We tested the SCU firmware v1.11.0 and v.1.15.0, but we obtain the same issue.
Q1: Could you help us to fix this issue?
According with our findings in the sdhci-esdhc-imx.c driver that points to the RUNTIME_PM functions...
Q2: Is there a race condition in shutdown process with the mmc clocks managed by sdhci-esdhc-imx.c driver and RUNTIME_PM functions?
Notice that we didn't initialize the M4 core so we don't know why the SCU throws the error: "imx8qxp-pinctrl scu:pinctrl: pin_config_set op failed for pin 9"

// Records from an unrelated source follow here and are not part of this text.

Issue #4010, opened 2017-03-28
Add `next_action` behaviour in Result Action


satwikkansal:
It should be possible for a `ResultAction` instance to determine the next action(s) for the user to choose at the runtime.

See https://github.com/coala/coala/issues/3650#issuecomment-289486520

sils:
hey @satwikkansal we have a PR open by @mrtes related to this as well, please check his commit https://github.com/coala/coala/pull/4179/commits/40fd9e6085fdbca0891c98f8b0b121e97fac630d , I do like his approach - do you have an opinion on that?

satwikkansal:
If I understand correctly, 40fd9e6 is about "not prompting the user to apply an action if it has already been applied once" . The approach of maintaining `successful_actions` (or previous actions) seems sane to me.

And `next_actions` are about "If the user applies X action, what are the next actions he may want to execute" (the `GitCommitBear` example in the end of https://github.com/coala/coala/issues/3650#issuecomment-289465422 may explain it more clearly)

There will be conflicts with https://github.com/coala/coala/pull/4112/commits/868991213aebce8e7bb8aa33d6287d7cc2bd94a8 but I feel like we can make both of the features work.

satwikkansal:
Also https://github.com/coala/coala/pull/4112#discussion_r115557903 seems relevant and needs attention

mrtes:
The question is if the behaviour I have implemented is still necessary, after your changes are completed.
If the next_actions are chosen properly, to avoid duplication (except where it makes sense, of course), the current issue with ignore comments will most likely be resolved as well.

However, I'm not sure I understand exactly _how_ the actions are chosen, so maybe I might be missing something :)
In the meantime, I will change my implementation to really return the action, instead of the action_name and fix the remaining issues. 
I guess we can decide how and if it should be merged afterwards!

satwikkansal:
> The question is if the behaviour I have implemented is still necessary, after your changes are completed.
If the next_actions are chosen properly, to avoid duplication (except where it makes sense, of course), the current issue with ignore comments will most likely be resolved as well.

Simply removing the while loop https://github.com/mrtes/coala/blob/40fd9e6085fdbca0891c98f8b0b121e97fac630d/coalib/output/ConsoleInteraction.py#L140 will solve the problem of ignore comments imo. However, this will lead to loss of the behavior "Asking users to chose same actions after executing an action", so the CLI will simply display next result after executing an action on the result. 
[...]

Issue #3650, opened 2017-01-29
Allow bears to pass their own applicable actions


Makman2:
I would suggest to introduce a new system for results so bears can easily add possible fixes / choices for the user.

For example for the `GitCommitBear`: When a commit message does not meet the standards, the user should have the choice to amend the current commit (see https://github.com/coala/coala-bears/issues/1360).

To allow such functionality, I would propose a field inside `Result` which is a list of `ResultAction`-instances.
```
Result.actions = XYZAction(...)
```
And the bear would generate a result with the possible actions. It's possible to set even multiple ones:
```
my_result = Result('Something went wrong')
my_result.actions += ApplyPatchAction(...)
my_result.actions += EmailSomeone(...)
```
This may also solve https://github.com/coala/coala/issues/1021, as you can easily add different patches:
```
my_result.actions += ApplyPatchAction(...) # <-- patch variant 1
my_result.actions += ApplyPatchAction(...) # <-- patch variant 2
```
Some actions are implicitly added by coala, like the `IgnoreResultAction`.

CC @sils @jayvdb

jayvdb:
Yes. We really need to slurp up pywikibot console functionality, which already has all this.

satwikkansal:
@Makman2 
Just wanted to discuss an approach that I was thinking.

The issue involves allowing the bears to add custom actions apart from those provided by coala by default (`ApplyPatchAction`, `PrintMoreInfoAction`, `ShowPatchAction`, `IgnoreResultAction`)

The suggested approach involves
```sh
   Problem detected
        /  |   \  \
      /    |    \   \
    /      |     |    \ 
   A      B     C    D ...
```
Where A, B, C, D .. are Result.action instances.

I was wondering if instead of just collecting the actions in a list, we can also allow actions to be cascaded or combined based on logical if else conditions. So the bear can define an `ActionSequence` as 

```sh
   A    B       C       H        i
   |    |      |        |         |
   D    F     exit     exit     exit
   |   / \
exit  E   G
      |    |
    exit   exit
```
So users are initially given an option

```sh
|    | [INFO] SomeBear:
|    | Some problems in the code
|    | The following actions are applicable to this result:
|    |  0: Apply no further actions. (equivalent to exit)
|    |  1:   Action A
|    |  2:  Action B
|    |  3:  Action C
|    |  4:  Action H
|    |  5:  Action i
|    | Please enter the number of the action you want to execute.
```
[...]

PR #4112, opened 2017-04-16
Add Result.actions and ResultAction.next_action fields

satwikkansal:
up your stuff for merge!

### Checklist

      them.
      pass on every single commit!

instead.

  of the review queue.

review your PRs faster!


satwikkansal:
@Makman2 I've tried to implement basic functionalities related to #3650 and #4010 in this iteration of the PR. There were few design decisions which I've added as FIXME commands in the code.

coalib/output/ConsoleInteraction.py
```diff
@@ -250,7 +252,9 @@ def print_result(console_printer,
     console_printer.print(format_lines(result.message))
 
     if interactive:
-        cli_actions = CLI_ACTIONS
+        # FIXME: Handle duplicate actions of same type across
+        # NATIVE_ACTIONS and result.actions
+        cli_actions = NATIVE_ACTIONS + tuple(result.actions)
```
Makman2: don't we need to define this field as an empty list/collection inside `Result`?

coalib/results/result_actions/ResultAction.py
```diff
@@ -12,6 +12,9 @@ class ResultAction:
 
     SUCCESS_MESSAGE = 'The action was executed successfully.'
 
+    def __init__(self):
+        self.next_actions = []
+
     @staticmethod
     def is_applicable(result, original_file_dict, file_diff_dict):
```
Makman2: We need to consider for the new design if we still need this or in what degree. I currently imagine that `ResultAction` classes with the new design will perform necessary checks of runtime-values a bear provides at instantiation. Just you are aware ;)

coalib/output/ConsoleInteraction.py
```diff
@@ -609,6 +609,51 @@ def print_actions(console_printer, section, actions, failed_actions):
...
+                            file_dict,
+                            file_diff_dict,
+                            console_printer,
+                            failed_actions):
+    """
+    Applies the given action.
+
+    :param action:          The action to the applied.
+    :param section:         Currently active section.
+    :param action_name:     The name of the action.
```
Makman2: can't you use the class name of `action`?

coalib/output/ConsoleInteraction.py
```diff
@@ -609,6 +609,51 @@ def print_actions(console_printer, section, actions, failed_actions):
...
+    :param result:          Result corresponding to the actions.
+    :param file_diff_dict:  If it is an action which applies a patch, this
+                            contains the diff of the patch to be applied to
+                            the file with filename as keys.
+    :param file_dict:       Dictionary with filename as keys and its contents
+                            as values.
+    :param console_printer: Object to print messages on the console.
```
Makman2: please use logging ;) Only the old functions do use `printer` params, but those are deprecated / are going to be deprecated, the more API we use without passing printers around, the better ;)

coalib/output/ConsoleInteraction.py
satwikkansal: Ah, do you mean the native actions are also the parts of the `result.actions` field implicitly and the `cli_actions` just become equivalent to  `result.actions`?

satwikkansal: Also, I'm confused regarding handling these `NATIVE_ACTIONS` for this PR's use case.
1. Should we allow users to pass native actions like `OpenEditorAction` in the `actions` field.
2. If yes, then how do we handle multiple occurrences of such actions in `result.actions`
3. Should the users be allowed to define `next_actions` for these Native actions, and if yes, how are they going to do so.

This issue becomes complex when we combine 1,2 and 3 points. So I think we'll need to design it properly.

satwikkansal: btw the strategy I had in mind for dealing with it was to remove duplicate actions of same class type. In case of  duplicacy, the action having non-empty `next_actions` field is preferred. If the duplicity still presists,  the most recent action is given preference.

coalib/output/ConsoleInteraction.py
satwikkansal: Yeah, actually the `ask_for_action_and_apply` already has `action_name` defined via the `print_action` function ( this [line](https://github.com/coala/coala/pull/4112/files/ebef35bd716b9bdb26e0a64543509d9e1ab1e1a3..0e2b15b19ed0fb39d4242c517611b617df7d573f#diff-5be6f2c646fedbab1fd2aea142f54303R686)), so I thought just to propagate it through.

satwikkansal: But this would make the function less usable, so I think better to remove it :+1:

coalib/output/ConsoleInteraction.py
satwikkansal: copied this ^^ discussion to https://github.com/coala/coala/issues/3650#issuecomment-294363647

coalib/output/ConsoleInteraction.py
satwikkansal: Okay, will make a separate commit for this transition from `printer` to `logging` in the module.

coalib/output/ConsoleInteraction.py
Makman2: > Ah, do you mean the native actions are also the parts of the result.actions field implicitly and the cli_actions just become equivalent to result.actions?

Ah no sorry I just meant we have to do inside `Result.__init__`
```
self.results = []
```
that's all ;)

coalib/output/ConsoleInteraction.py
Makman2: why not using logging from the beginning?

coalib/output/ConsoleInteraction.py
satwikkansal: Just confirming
`self.results = []` 
or 
`self.actions = NATIVE_ACTIONS` inside `Result.__init__`

coalib/output/ConsoleInteraction.py
satwikkansal: I meant the existing `printer` params, but nvm, I misinterpreted your first comment :sweat_smile:  I'll use logging for the new code and existing usage of `printer` should be changed to logging in separate issue :+1:

coalib/results/result_actions/ResultAction.py
satwikkansal: hmm, we can check the applicability of the ResultAction at the time of instantiation, but then it'd need to be initialized only after the Result is available.

coalib/output/ConsoleInteraction.py
satwikkansal: @Makman2 I've confusion between `log_printer` and `console_printer`, from the codebase and currently filed issues it looks like `log_printer` is deprecated. Here I'm using `console_printer` to print the success message after applying the action, and it also involves formatting and colors. Do you want me to use `logging.info` instead to display the success message and use `assertLogs` in the tests?

satwikkansal:
Phew, handling too many commits is pain. I'll add more tests in the next iteration once the design is agreed :)

coalib/output/ConsoleInteraction.py
```diff
@@ -131,36 +130,61 @@ def acquire_actions_and_apply(console_printer,
...
-                actions.append(action)
+        actions = result.get_filtered_actions(file_dict, file_diff_dict)
 
         if actions == []:
             return
 
         action_dict = {}
         metadata_list = []
+        # FIXME: If we want to allow users to add multiple actions of same
+        # type, ``metadata.name`` should not be used as a key for action_dict
```
satwikkansal: Also, we'll have design a way to let the user know how are the multiple actions of same class different, because currently if we allow multiple actions, all of the actions would have the same description leading to confusion for the user.

Makman2: good point. So I think easiest is to let the action take another parameter if necessary, like `tag` or `name`, and the description is built with that tag. Like
```
my_actions += ApplyPatchAction(patch, 'rename')
```
or we allow to modify the description completely.
```
my_actions += ApplyPatchAction(patch, 'Rename the variable to "hello_world"')
```

Makman2: (I like alternative 2 more, as we can suggest better descriptions)

coalib/output/ConsoleInteraction.py
```diff
@@ -131,36 +130,61 @@ def acquire_actions_and_apply(console_printer,
...
-                                        result,
-                                        file_diff_dict,
-                                        file_dict):
+        if not applied_action:
             break
+        else:
+            next_actions = applied_action.next_actions
+
+            # FIXME: currently the code doensn't check for
+            # circular dependencies among the next_actions
```
sils: actions aren't dependencies right? And the user decides which to execute next, they may be circular because there's always a way out for the user right?

coalib/output/ConsoleInteraction.py
```diff
@@ -131,36 +130,61 @@ def acquire_actions_and_apply(console_printer,
...
+            while next_actions:
+                if len(next_actions) == 1:
```
sils: this will never be the case, either there are no actions or there's one possible action plus the option to do nothing

Makman2: you sure? The idea is to chain actions together so they get executed automatically in some cases^^ Though maybe we should always insert a "do nothing" action. Not sure...

satwikkansal: Ah yep, the basic idea was to allow Bears to implicitly execute actions in a chain, though I'm also confused whether we should always have a "do nothing" action or not.

coalib/output/ConsoleInteraction.py
satwikkansal: The reason for this is https://github.com/coala/coala/pull/4112#discussion_r115533561 but if we have a "do nothing" action always, then there won't be any such case

coalib/output/ConsoleInteraction.py
```diff
@@ -147,16 +147,44 @@ def acquire_actions_and_apply(console_printer,
...
+                                    if applied_action else [])
+
+                if len(next_actions) > 1:
+                    result.actions = next_actions
+                    acquire_actions_and_apply(console_printer,
+                                              section,
+                                              file_diff_dict,
+                                              result,
+                                              file_dict)
+                    break
```
satwikkansal: There is one unintuitive behavior currently, 
Due to the outer `while True:` loop and the inner `while next_actions:` loop, the user is prompted for a particular set of `next_actions` twice (because a "do nothing" action breaks the inner while loop and the outer while loop still persists) which seems unintuitive to me as a chained action behaviour. Not sure if that should be the desired behavior. 

imo the "do nothing" should break out of both the loops or we may have to combine these two while loops somehow.

satwikkansal: Or maybe we omit the outer `while` loop. I can't figure any other use out the use of that "while" loop except 
"Asking the users to choose the same actions again after applying an action, until and unless user chooses to "do nothing".

Makman2: You will figure out something ;D

mrtes: See my suggestion in #4010 (last comment).

sils:
marking this blocked by https://github.com/coala/coala/pull/4179

@satwikkansal can you rebase it after that one is merged and do the needed additions or complain if I'm misjudging this? :)

PR #4133, opened 2017-04-24
Makman2/nextgen3-6

Makman2:


coalib/core/DependencyTracker.py
```diff
@@ -97,6 +97,65 @@ def get_dependencies(self, dependant):
...
+            A set of dependants.
+        """
+        dependants = set()
+
+        def append_to_dependants(prev, nxt):
+            dependants.add(nxt)
+
+        traverse_graph(
+            [dependency],
+            lambda node: self._dependency_dict.get(node, frozenset()),
```
Nosferatul: is there any difference between frozenset and set except set has mutating methods added?

Nosferatul:
ack feda9df

coalib/core/DependencyTracker.py
Makman2: no that's the only difference :+1:
Actually I thought this gives a slight performance improvement as frozenset doesn't require an extra allocation, though the same would apply to a normal set, as it is reserved once before `traverse_graph` is called for the passed lambda. If you want I change it to set, it doesn't really matter^^

Makman2: Okay there still a little improvement: If somebody has used an empty frozenset before in the program, it's reused here. But this is such a super super minor mini improvement^^

Nosferatul: it's fine 👍

Nosferatul:
ack 6adec40

Makman2:
reack 8e3c280, 8dbd5e6

Makman2:
@rultor merge

Issue #4163, opened 2017-05-03
Add argcomplete to test-requirements


jayvdb:
Currently we do not have any testing to ensure that our `argcomplete` support continues to work, with any specific version of `argcomplete`.

PR #4164, opened 2017-05-03
test-requirements.txt: Add argcomplete

jayvdb:
Adding argcomplete to test-requirements.txt allows simple
compatibility testing with argcomplete.

Closes https://github.com/coala/coala/issues/4163

### DIFF
--- a/coalib/parsing/DefaultArgParser.py
+++ b/coalib/parsing/DefaultArgParser.py
@@ -230,11 +230,12 @@ To run coala without user interaction, run the `coala --non-interactive`,
         '-n', '--no-orig', const=True, action='store_const',
         help="don't create .orig backup files before patching")
 
-    try:  # pragma: no cover
+    try:
         # Auto completion should be optional, because of somewhat complicated
         # setup.
         import argcomplete
         argcomplete.autocomplete(arg_parser)
-    except ImportError:
+    except ImportError:  # pragma: no cover
         pass
+
     return arg_parser
--- a/test-requirements.txt
+++ b/test-requirements.txt
@@ -1,3 +1,4 @@
+argcomplete~=1.8
 coverage~=4.3.4
 codecov~=2.0.5
 pytest~=3.0


all3fox:
I see nothing wrong with bundling `argcomplete` as a dependency. Yet I do not really see the point: the user still has to read the documentation on which lines to add to their `.bashrc` or `.zshrc` or, alternatively, they need to have `argcomplete` enabled globally.

I tried to test the global completion scenario. As far as I understand, this PR does not completely enable it because it does not add `PYTHON_ARGCOMPLETE_OK` comments to `coala` script. However, I was not able to either confirm or deny my suspicion: [bash on archlinux][1]

all3fox:
Also, I tried installing a separate autocompletion package for bash on archlinux:

```
sudo pacman -S bash-completion
```

Then, I logged-out-then-back-in to the shell:

```
bash > logout
zsh > bash
bash > activate-global-python-argcomplete
```

which fails, so I looked at where the `bash-completion` package puts its stuff:

```
pacman -Ql bash-completion
```

and then tried installing with a custom directory:

```
sudo activate-global-python-argcomplete --dest=/usr/share/bash-completion/completions
```

Only after that the global autocompletion mode kicked in (becaise Arch packages bash and its completion scripts separately and the scripts go into a non-default directory).

Now everything that begins with `python` autcompletes, like `python setup.pu -<TAB>` shows possible switches. The `coala` still does not autocomplete though, even if I add the `PYTHON_ARGCOMPLETE_OK` comment onto the second line of that script and restart the shell. Sad for now.

jayvdb:
This PR isnt about argcomplete global mode (`PYTHON_ARGCOMPLETE_OK`).  It is about tracking the optional dependency that already exists as a test dependency, to allow us to become aware of any breakages.

Once this PR is merged, the next step is a hard one: somehow testing the custom `.completer` attribute: https://github.com/coala/coala/issues/4165 .

sils:
ack https://github.com/coala/coala/pull/4164/commits/bdae61aa5771727addb5a6d6684aeecaaf44cf5b

sils:
@all3fox hey if the autocomplete doesn't work for you it's probably best to discuss this in an issue,there might already be one

jayvdb:
reack d2d8769

jayvdb:
@rultor merge

Issue #4166, opened 2017-05-03
Remove pragma: no cover


jayvdb:
`pragma: no cover` is being over used to avoid writing test cases, and slipping through review.
It should be prevented, requiring more specific pragma's that are less likely to skip through review without being questioned.

jayvdb:
See also https://github.com/coala/coala-bears/issues/1618 for the same problem in bears

jayvdb:
Two recent merged PRs which helped in this regard: https://github.com/coala/coala/pull/4160 and https://github.com/coala/coala/pull/4162

jayvdb:
A pending PR which increases the ability to whitelist a specific scenario where testing is 'hard': https://github.com/coala/coala/pull/4164

jayvdb:
Another pending PR to reduce the usage of pragma : https://github.com/coala/coala/pull/4167

PR #4169, opened 2017-05-04
Remove unspecific pragma no cover

jayvdb:
The assault on https://github.com/coala/coala/issues/4166 continues...


coalib/collecting/Importers.py
```diff
@@ -21,12 +21,17 @@ def _import_module(file_path):
...
         for cased_file_path in os.listdir(module_dir):
             cased_module_name = os.path.splitext(cased_file_path)[0]
             if cased_module_name.lower() == module_name.lower():
                 module_name = cased_module_name
                 break
+        else:  # pragma nt: no cover
+            # There should never be a file_path which exists, passing through
+            # the check at the top of the function, and fails to be a case
+            # insensitive match of an item in the directory module_dir.
+            raise RuntimeError
```
jayvdb: codecov is complaining about this not being covered.  I've reported it on their gitter support.
The only way I can see to avoid this problem, is to remove it.  Which is OK, because it should be unreachable.
But it is a safety net.

coalib/collecting/Importers.py
```diff
@@ -21,12 +21,17 @@ def _import_module(file_path):
...
         for cased_file_path in os.listdir(module_dir):
             cased_module_name = os.path.splitext(cased_file_path)[0]
             if cased_module_name.lower() == module_name.lower():
                 module_name = cased_module_name
                 break
+        else:  # pragma nt: no cover
+            # There should never be a file_path which exists, passing through
+            # the check at the top of the function, and fails to be a case
+            # insensitive match of an item in the directory module_dir.
+            raise RuntimeError('Unreachable code')
```
userzimmermann: The whole `_import_module` function should be rewritten according to https://docs.python.org/3/library/importlib.html#importing-a-source-file-directly

That implicitly works case-insensitive under Windows, so there wouldn't be any `# pragma` need at all anymore...

jayvdb: Nice. I felt this was somehow unnecessary.

setup.cfg
```diff
@@ -57,7 +57,10 @@ sort = Miss
 include =
     coalib/*
 exclude_lines =
-    pragma: no ?cover
     pragma ${PLATFORM_SYSTEM}: no cover
     pragma ${OS_NAME}: no cover
     pragma Python [0-9.,]*${PYTHON_VERSION}[0-9.,]*: no cover
+    raise RuntimeError.*Unreachable code
```
Makman2: maybe we should put those two changes into a separate commit? So first we try to improve current pragmas, and in the end we remove the generic one?

Makman2: Up to you :+1:

Makman2:
ack e36871c

jayvdb:
Split off https://github.com/coala/coala/pull/5680 and https://github.com/coala/coala/pull/5682

jayvdb:
reack https://github.com/coala/coala/pull/4169/commits/737a8cf40f1b98d191606f6dbe8db330daf27ede

coalib/core/Core.py
```diff
@@ -241,8 +241,8 @@ def _schedule_bears(self, bears):
         bears_without_tasks = []
 
         for bear in bears:
-            if self.dependency_tracker.get_dependencies(
-                    bear):  # pragma: no cover
+            always_false = bool(self.dependency_tracker.get_dependencies(bear))
```
jayvdb: I'm not very happy about this solution, so happy to hear of alternatives.

setup.cfg
```diff
@@ -65,10 +65,15 @@ show_missing = True
...
 exclude_lines =
-  pragma: no ?cover
   pragma ${PLATFORM_SYSTEM}: no cover
   pragma ${OS_NAME}: no cover
   pragma Python [0-9.,]*${PYTHON_VERSION}[0-9.,]*: no cover
   sys.exit\(main\(\)\)
+  raise RuntimeError.*Unreachable code
+  if always_false is True:
+  if get_running_processes\(processes\) < 2:
+partial_branches =
```
jayvdb: this needs to be put in the template

coalib/output/ConsoleInteraction.py
```diff
@@ -9,7 +9,7 @@
 try:
     # This import has side effects and is needed to make input() behave nicely
     import readline  # pylint: disable=unused-import
-except ImportError:  # pragma: no cover
+except ImportError:  # pragma posix: no cover
```
jayvdb: This is causing problems on Windows, as we use coala-utils, and it includes pyreadline on Windows, so this never fails.

https://gitlab.com/coala/coala-utils/commit/43c81871476e14ce0d777129bff8cdfc557be342

possibly we need tests like were written for https://github.com/coala/coala/pull/5645

jayvdb:
https://codecov.io/gh/coala/coala/pull/4169/diff showing coverage of these changes; unfortunately AppVeyor isnt posting results atm, so the coverage of Windows specific bits isnt shown.

coalib/collecting/Importers.py
jayvdb: https://github.com/coala/coala/pull/4210 was a PR to solve that, but it is abandoned it seems.

@refeed 's https://github.com/coala/coala/pull/4725 is also related

PR #4171, opened 2017-05-04
Setting.__path__: Use Setting.value instead of str(Setting)

jayvdb:
str(Setting) will call unescape, which apparently causes problems on Windows. e.g. https://github.com/coala/coala-bears/pull/1425
c.f. https://gitlab.com/coala/coala-utils/issues/27

This has been tested on all bears using the docker: https://travis-ci.org/jayvdb/coala/builds/228653730

### DIFF
--- a/coalib/settings/Setting.py
+++ b/coalib/settings/Setting.py
@@ -163,7 +163,11 @@ class Setting(StringConverter):
         :raises ValueError:        If no origin is specified in the setting
                                    nor the given origin parameter.
         """
-        strrep = str(self).strip()
+        if hasattr(self, 'value'):
+            strrep = self.value.strip()
+        else:
+            strrep = str(self).strip()
+
         if os.path.isabs(strrep):
             return strrep
 
--- a/tests/coalaDeleteOrigTest.py
+++ b/tests/coalaDeleteOrigTest.py
@@ -1,7 +1,6 @@
 import tempfile
 import unittest
 import os
-import re
 
 from coalib import coala_delete_orig
 from coala_utils.ContextManagers import retrieve_stderr
@@ -45,7 +44,7 @@ class coalaDeleteOrigTest(unittest.TestCase):
             temporary = tempfile.mkstemp(suffix='.orig', dir=directory)
             os.close(temporary[0])
             section = Section('')
-            section.append(Setting('project_dir', re.escape(directory)))
+            section.append(Setting('project_dir', directory))
             retval = coala_delete_orig.main(section=section)
             self.assertEqual(retval, 0)
             self.assertFalse(os.path.isfile(temporary[1]))
--- a/tests/settings/SettingTest.py
+++ b/tests/settings/SettingTest.py
@@ -1,5 +1,4 @@
 import os
-import re
 import unittest
 from collections import OrderedDict
 
@@ -24,7 +23,7 @@ class SettingTest(unittest.TestCase):
                          os.path.abspath(os.path.join('.', '22')))
 
         abspath = os.path.abspath('.')
-        self.uut = Setting('key', re.escape(abspath))
+        self.uut = Setting('key', abspath)
         self.assertEqual(path(self.uut), abspath)
 
         self.uut = Setting('key', ' 22', '')


coalib/settings/Setting.py
```diff
@@ -163,7 +163,11 @@ def __path__(self, origin=None, glob_escape_origin=False):
         :raises ValueError:        If no origin is specified in the setting
                                    nor the given origin parameter.
         """
-        strrep = str(self).strip()
+        if hasattr(self, 'value'):
+            strrep = self.value.strip()
```
adtac: `str(self)` basically does [`unescape(self.value)`](https://gitlab.com/coala/coala-utils/blob/master/coala_utils/string_processing/StringConverter.py#L38). [`unescape`](https://gitlab.com/coala/coala-utils/blob/master/coala_utils/string_processing/Core.py#L409) basically strips away all backslashes. It looks like Lasse added the `str(self)` thing in the [first commit](https://github.com/coala/coala/commit/fbe61543788c20c0806755e27662ba48d4cf5d03#diff-2663e4c825081e483f6ed8d673b78545R26) that added `Settings.py`. I'm not entirely sure why we have that.

Anyway, I think the solution should be to override the `__str__` of `StringConvertor` here (by adding a `def __str__(string):`.

adtac: Because I think `self` will always have `value` and the `else` path will never be taken.

jayvdb: > I think self will always have value and the else path will never be taken.

I thought the same too, but ... we have `str` objects being passed in as self, as crazy as that sounds.

If the `else` path wasnt being taken, the 100% coverage would fail :P 

I've tested adding a `Setting.__str__`, and that fails oh so many tests in `coala`, and PyLintBear fails also.  Nice idea though; worth a shot.

I can replace `if hasattr(self, 'value'):` with `if isinstance(self, Setting):` , which makes the bizarre situation a bit more obvious.  I've got no idea what madness has created this situation; I am sure when I figure it out, I will be hell bent on eradicating it.

adtac: `str` objects are used as `Section` objects? WTF?!

>I can replace `if hasattr(self, 'value'):` with `if isinstance(self, Setting):`

That should work yeah. But the fact that we need it is baffling!

jayvdb:
Good news.  This patch does fix the problems with XMLLint on Windows.
https://ci.appveyor.com/project/jayvdb17618/coala-bears/build/1.0.119/job/anorujalhbnjixcy#L550

Bad news. `GitCommitBearTest.test_different_path` breaks because `GitCommitBearTest` adds an explicit `escape`.
https://ci.appveyor.com/project/jayvdb17618/coala-bears/build/1.0.119/job/anorujalhbnjixcy#L719
The simple fix would be to remove that `escape` after this fix is merged, but that approach will mean there are 'some' red builds after this is merged until the bears fix is merged.
The yucky approach is to update the bears test to succeed if the string is escaped or not, then merge this, then restrict the bears test to only accept unescaped.

adtac:
+1 for the temporary failures. That's the more long-term solution IMO.

adtac:
But I'm actually surprised that GitCommitBear is the only one that's failing.

Techievena:
Other bears skip on Appveyor. There are more. :wink:

jayvdb:
@Techievena , could you clarify what you mean?

https://ci.appveyor.com/project/coala/coala-bears/build/1.0.6307/job/crs6da8fyv934fny has
> = 315 passed, 273 skipped, 27 deselected, 1 pytest-warnings in 140.56 seconds =

https://ci.appveyor.com/project/jayvdb17618/coala-bears/build/1.0.119/job/anorujalhbnjixcy (my build) has
> 1 failed, 323 passed, 261 skipped, 27 deselected, 1 pytest-warnings in 139.81 seconds 

In my build, more are passing, and less are being skipped.  Obviously I am not attempting to solve all skips.  Patches like https://github.com/coala/coala-bears/pull/1312 will achieve that.

coalib/settings/Setting.py
jayvdb: I have raised that as a separate issue : https://github.com/coala/coala/issues/4201

jayvdb:
An important part of creating a clean fix for this requires that `Setting.origin` is a `str` and is not an `int`, which happens to be semi-legal.  Please review https://github.com/coala/coala/pull/4203 rather urgently.

sils:
#4203 is merged

coalib/settings/Setting.py
sils: I think it'd be good to have a comment with a link to the issue here otherwise someone will come and remove this, figure out it doesn't work, file another issue, ...

jayvdb:
Thx.  I can proceed with https://github.com/coala/coala/issues/4201 , with a clear and simple fix.

But the more I dig under the covers, the less happy I am with this fix.
The escaping is very hard wired into Setting. It should need to be unescaped before use with `os.path`. Thus I cant explain why this fix is needed, and I doubt it is correct.

sils:
given https://github.com/coala/coala/issues/4201 is this change needed?

sils:
If I'm judging this correctly this can be closed, if I'm not you can reopen it :)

Q3: Do you know why the SCU fails setting that pinctrl?
Thanks in advance,
Arturo
Hi @arturobuzarra,
Thank you for contacting NXP Support.
Usually, this error is related to an incorrect control of the pin.
Here I will attach a reference that could help you with this problem:
Solved: [iMX8QM-MEK] pin_config_set op faild for pin 9 - NXP Community
Unfortunately, it is difficult to help you with the debugging of your custom board, but I will try to do my best to help with any question.
Hi Brian,
Thanks for your reply, but unfortunately we are not using this pin for anything in the SCU.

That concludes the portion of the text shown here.